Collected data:
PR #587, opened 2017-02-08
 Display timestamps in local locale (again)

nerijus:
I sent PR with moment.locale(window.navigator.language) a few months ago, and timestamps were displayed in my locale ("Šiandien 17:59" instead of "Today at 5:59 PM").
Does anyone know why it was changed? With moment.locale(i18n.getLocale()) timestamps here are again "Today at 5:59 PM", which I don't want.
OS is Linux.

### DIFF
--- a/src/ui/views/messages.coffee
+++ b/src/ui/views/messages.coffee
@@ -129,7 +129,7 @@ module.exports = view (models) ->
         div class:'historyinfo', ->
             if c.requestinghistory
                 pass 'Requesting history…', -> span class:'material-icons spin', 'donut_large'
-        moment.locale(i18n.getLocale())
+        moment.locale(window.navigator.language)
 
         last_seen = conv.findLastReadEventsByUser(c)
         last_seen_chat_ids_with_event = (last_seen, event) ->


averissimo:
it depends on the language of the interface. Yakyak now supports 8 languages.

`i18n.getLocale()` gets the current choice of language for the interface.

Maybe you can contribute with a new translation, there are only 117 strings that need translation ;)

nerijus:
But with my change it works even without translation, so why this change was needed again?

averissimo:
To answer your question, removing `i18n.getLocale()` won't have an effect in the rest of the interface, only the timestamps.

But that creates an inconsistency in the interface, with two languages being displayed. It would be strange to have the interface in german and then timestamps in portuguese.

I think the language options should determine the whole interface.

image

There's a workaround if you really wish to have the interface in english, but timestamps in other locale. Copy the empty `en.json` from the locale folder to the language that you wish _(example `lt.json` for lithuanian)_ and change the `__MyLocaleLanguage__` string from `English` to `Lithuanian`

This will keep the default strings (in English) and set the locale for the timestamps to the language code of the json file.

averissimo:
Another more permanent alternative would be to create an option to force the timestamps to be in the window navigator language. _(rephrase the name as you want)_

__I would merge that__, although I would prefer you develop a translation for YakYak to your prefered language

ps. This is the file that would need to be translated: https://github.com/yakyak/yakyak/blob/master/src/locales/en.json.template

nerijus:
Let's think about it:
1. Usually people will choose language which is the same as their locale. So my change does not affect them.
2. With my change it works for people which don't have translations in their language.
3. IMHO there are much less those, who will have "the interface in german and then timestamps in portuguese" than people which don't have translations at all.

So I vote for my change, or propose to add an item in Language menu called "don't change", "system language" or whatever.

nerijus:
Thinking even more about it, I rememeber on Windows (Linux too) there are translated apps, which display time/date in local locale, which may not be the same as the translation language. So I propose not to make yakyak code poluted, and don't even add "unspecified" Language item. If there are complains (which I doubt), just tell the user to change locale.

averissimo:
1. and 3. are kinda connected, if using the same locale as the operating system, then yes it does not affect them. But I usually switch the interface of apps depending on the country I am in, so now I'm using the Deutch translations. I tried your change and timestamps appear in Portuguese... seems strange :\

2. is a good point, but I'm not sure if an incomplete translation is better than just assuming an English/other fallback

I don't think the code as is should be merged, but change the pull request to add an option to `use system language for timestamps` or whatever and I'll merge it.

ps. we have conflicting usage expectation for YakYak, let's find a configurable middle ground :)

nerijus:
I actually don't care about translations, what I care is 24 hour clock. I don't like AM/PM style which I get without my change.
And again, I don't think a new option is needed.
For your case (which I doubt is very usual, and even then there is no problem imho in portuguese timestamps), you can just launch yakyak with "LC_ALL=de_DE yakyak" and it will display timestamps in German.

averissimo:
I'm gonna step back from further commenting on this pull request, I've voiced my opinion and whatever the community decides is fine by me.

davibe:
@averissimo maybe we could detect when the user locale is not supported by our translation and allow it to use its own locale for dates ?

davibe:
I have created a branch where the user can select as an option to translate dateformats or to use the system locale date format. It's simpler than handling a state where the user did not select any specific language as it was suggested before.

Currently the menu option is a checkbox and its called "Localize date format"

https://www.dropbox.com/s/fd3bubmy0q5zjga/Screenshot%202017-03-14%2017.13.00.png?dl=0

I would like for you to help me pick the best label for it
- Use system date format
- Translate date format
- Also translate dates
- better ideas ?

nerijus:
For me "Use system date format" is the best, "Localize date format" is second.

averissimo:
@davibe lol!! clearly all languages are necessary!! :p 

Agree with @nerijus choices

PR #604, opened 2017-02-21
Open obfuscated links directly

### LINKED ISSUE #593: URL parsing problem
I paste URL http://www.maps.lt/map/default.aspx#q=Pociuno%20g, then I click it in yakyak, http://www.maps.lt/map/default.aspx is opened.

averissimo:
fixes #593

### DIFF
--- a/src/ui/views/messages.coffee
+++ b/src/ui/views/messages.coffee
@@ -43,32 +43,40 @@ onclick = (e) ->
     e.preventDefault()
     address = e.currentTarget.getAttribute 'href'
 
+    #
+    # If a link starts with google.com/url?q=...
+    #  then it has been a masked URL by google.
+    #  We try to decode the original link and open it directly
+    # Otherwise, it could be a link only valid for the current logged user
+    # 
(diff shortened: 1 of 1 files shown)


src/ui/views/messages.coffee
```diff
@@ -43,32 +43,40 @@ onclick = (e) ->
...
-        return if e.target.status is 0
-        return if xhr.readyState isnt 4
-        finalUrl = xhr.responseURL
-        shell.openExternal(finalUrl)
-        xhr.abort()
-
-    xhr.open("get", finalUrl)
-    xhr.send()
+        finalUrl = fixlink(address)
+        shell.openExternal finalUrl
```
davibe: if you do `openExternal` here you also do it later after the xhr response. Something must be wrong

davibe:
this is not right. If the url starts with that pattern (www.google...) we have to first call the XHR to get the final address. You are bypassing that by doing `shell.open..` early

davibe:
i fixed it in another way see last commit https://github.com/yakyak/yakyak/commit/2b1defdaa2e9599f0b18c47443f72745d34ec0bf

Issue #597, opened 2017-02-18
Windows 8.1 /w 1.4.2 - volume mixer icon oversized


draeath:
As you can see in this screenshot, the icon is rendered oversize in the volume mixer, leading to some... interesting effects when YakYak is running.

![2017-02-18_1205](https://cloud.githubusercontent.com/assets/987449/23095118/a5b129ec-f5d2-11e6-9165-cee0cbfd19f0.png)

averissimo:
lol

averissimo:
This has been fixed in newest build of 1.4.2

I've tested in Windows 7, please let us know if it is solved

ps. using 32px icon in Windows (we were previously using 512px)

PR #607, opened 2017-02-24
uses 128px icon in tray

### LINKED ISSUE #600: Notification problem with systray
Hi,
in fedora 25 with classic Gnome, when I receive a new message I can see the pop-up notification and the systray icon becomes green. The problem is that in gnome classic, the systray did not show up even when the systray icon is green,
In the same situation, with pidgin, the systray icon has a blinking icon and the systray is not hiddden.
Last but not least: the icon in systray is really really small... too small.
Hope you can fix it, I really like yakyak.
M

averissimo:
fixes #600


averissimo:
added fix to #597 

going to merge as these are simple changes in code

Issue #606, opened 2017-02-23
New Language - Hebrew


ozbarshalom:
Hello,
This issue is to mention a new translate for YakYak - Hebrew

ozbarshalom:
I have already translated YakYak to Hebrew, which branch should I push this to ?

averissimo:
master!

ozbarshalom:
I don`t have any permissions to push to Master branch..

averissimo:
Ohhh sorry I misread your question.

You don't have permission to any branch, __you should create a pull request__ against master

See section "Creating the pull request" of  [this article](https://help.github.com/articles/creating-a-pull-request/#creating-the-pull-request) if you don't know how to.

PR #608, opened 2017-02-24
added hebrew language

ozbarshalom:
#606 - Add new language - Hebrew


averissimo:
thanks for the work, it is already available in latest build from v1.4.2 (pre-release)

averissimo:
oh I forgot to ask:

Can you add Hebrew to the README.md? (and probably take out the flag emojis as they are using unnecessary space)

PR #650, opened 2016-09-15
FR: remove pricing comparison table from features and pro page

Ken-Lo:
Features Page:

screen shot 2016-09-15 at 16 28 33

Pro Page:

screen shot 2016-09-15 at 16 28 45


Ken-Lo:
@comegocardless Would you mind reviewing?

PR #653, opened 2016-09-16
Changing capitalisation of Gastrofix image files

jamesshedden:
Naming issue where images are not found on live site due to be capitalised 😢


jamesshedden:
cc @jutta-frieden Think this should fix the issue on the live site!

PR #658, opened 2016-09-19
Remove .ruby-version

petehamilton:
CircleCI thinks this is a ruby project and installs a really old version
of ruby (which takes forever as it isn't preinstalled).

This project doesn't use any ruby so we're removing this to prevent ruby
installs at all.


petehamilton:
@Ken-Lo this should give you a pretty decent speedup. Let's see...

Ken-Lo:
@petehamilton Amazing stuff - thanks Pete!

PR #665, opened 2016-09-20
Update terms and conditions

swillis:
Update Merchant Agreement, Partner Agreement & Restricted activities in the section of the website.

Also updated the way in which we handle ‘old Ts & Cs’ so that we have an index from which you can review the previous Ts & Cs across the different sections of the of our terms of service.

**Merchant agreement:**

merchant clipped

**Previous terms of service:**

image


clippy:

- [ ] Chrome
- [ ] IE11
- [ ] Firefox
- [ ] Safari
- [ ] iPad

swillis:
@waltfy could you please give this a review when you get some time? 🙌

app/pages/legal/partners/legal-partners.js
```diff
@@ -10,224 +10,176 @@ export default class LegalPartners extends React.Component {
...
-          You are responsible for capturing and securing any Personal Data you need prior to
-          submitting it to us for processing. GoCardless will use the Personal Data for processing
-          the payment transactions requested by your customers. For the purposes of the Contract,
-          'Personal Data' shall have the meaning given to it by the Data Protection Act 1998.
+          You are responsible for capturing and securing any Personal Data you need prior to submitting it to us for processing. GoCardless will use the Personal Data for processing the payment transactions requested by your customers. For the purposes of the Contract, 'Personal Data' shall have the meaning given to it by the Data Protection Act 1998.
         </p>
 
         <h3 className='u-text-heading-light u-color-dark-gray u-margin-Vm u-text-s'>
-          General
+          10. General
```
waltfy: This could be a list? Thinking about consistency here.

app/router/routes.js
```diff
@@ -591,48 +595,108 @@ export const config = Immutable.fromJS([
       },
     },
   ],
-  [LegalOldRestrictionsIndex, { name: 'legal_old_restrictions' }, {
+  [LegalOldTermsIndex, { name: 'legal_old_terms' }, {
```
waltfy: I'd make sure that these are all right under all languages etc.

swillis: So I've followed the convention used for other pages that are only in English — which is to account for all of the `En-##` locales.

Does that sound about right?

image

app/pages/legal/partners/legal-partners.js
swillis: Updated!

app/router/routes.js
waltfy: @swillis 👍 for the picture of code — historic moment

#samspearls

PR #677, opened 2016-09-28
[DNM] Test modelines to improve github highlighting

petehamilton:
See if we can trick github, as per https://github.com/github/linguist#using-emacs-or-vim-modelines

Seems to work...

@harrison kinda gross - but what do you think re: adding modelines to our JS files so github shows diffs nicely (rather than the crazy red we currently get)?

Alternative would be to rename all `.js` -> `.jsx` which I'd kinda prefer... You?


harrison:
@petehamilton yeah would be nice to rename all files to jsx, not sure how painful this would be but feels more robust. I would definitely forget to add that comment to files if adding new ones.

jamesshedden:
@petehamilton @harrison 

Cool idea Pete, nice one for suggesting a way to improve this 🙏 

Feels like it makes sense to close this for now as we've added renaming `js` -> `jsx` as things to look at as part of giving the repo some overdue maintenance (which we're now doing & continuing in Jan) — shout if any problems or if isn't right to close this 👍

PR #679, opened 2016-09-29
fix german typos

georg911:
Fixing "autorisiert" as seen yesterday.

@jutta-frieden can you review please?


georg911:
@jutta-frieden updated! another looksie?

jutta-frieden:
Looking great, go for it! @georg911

## AIM OF THE TASK
Compute the number of lines above that contain the string "Linux". Reply with that value only.

## SOLUTION
2